The transaction is subject to approval by Roman DBDR stockholders, approval by CompoSecure's equity holders, the shares of Class A Company Common Stock will have been approved for listing on Nasdaq, subject to official notice of issuance, the PIPE Investments will have been consummated immediately prior to the merger, Roman DBDR having at least $5,000,001 of net tangible assets remaining, the Remaining Trust Cash plus the amount of the PIPE Investments, minus $50 million of transaction expenses shall not be less than $210 million, each Ancillary Agreement will been executed and delivered, the net indebtedness of CompoSecure (generally, indebtedness minus cash) will be no greater than $250 million, the amount of cash on hand at CompoSecure shall not be less than $5 million, the absence of a Company material adverse effect or a Material Adverse Effect with respect to CompoSecure, the early termination or expiration of the waiting period under the HSR Act, and other customary closing conditions. The Boards of Directors of both CompoSecure and Roman DBDR have unanimously approved the transaction. The Roman DBDR Board unanimously recommends that Roman DBDR stockholders vote for approval of each of the proposals. The Special Meeting of the stockholders of Roman DBDR Tech will be held on December 23, 2021. As of December 23, 2021, Roman DBDR Tech Acquisition Corp. Stockholders approved business combination with CompoSecure. The transaction is expected to close in the third quarter of 2021. As of October 13, 2021, the transaction is expected to close in the second half of 2021. As of December 14, 2021, closing is expected during the week of December 27, 2021. As of December 23, 2021, the transaction Expected to Close on December 27, 2021

Financial Technology Partners and FTP Securities acted as strategic and financial advisors to CompoSecure. J.P. Morgan Securities LLC and The Klein Group, LLC acted as financial advisors to Roman DBDR. Anthony J. McCusker; Dan Espinoza, Janet Andolina, Alexander Apostolopoulos, Michael Whalen, Jocelyn M. Arel and Gregg L. Katz of Goodwin Procter LLP acted as legal advisors to Roman DBDR. Kevin S. Shmelzer, Howard Kenny and Barbara J. Shander of Morgan, Lewis & Bockius LLP acted as legal advisors to CompoSecure. J.P. Morgan Securities LLC, Barclays and B. Riley Securities acted as placement agents with respect to the private placement. B. Riley Securities acted as capital markets advisor to Roman DBDR. Simpson Thacher acted as legal advisor to the placement agents. Francis Wolf and Celeste Gonzalez of Continental Stock Transfer & Trust Company acted as registrar and transfer agents, and Morrow Sodali LLC acted as proxy solicitor to Roman DBDR for a fee of $32,500, plus disbursements. Roman DBDR will pay J.P. Morgan and The Klein Group llc, a fee of $5 million each.
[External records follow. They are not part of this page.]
PR #2618, opened 2019-09-27
Allow files from stdin AND file list (config files or commandline args)

samifruit514:
Everything is in the title :)

### DIFF
--- a/src/Runner.php
+++ b/src/Runner.php
@@ -356,6 +356,7 @@ class Runner
             include $bootstrap;
         }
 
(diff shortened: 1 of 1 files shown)


gsherwood:
Out of interest, what did you need this change for?

The reason I ask is that using STDIN disables the cache, so it is potentially faster to do 2 PHPCS runs rather than try and process both together.

floverdevel:
@samifruit514 I think that it could be interesting to tell us what use case you want to accomplish that needs this change.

CompoSecure, L.L.C. completed the acquisition of Roman DBDR Tech Acquisition Corp. (NasdaqCM:DBDR) from Roman DBDR Tech Sponsor LLC and others in a reverse merger transaction on December 27, 2021. The combined company is now called CompoSecure, Inc. and will begin trading on the Nasdaq Global Market beginning December 28, 2021, under the ticker symbol “CMPO” for its Class A common stock and “CMPOW” for its publicly traded warrants.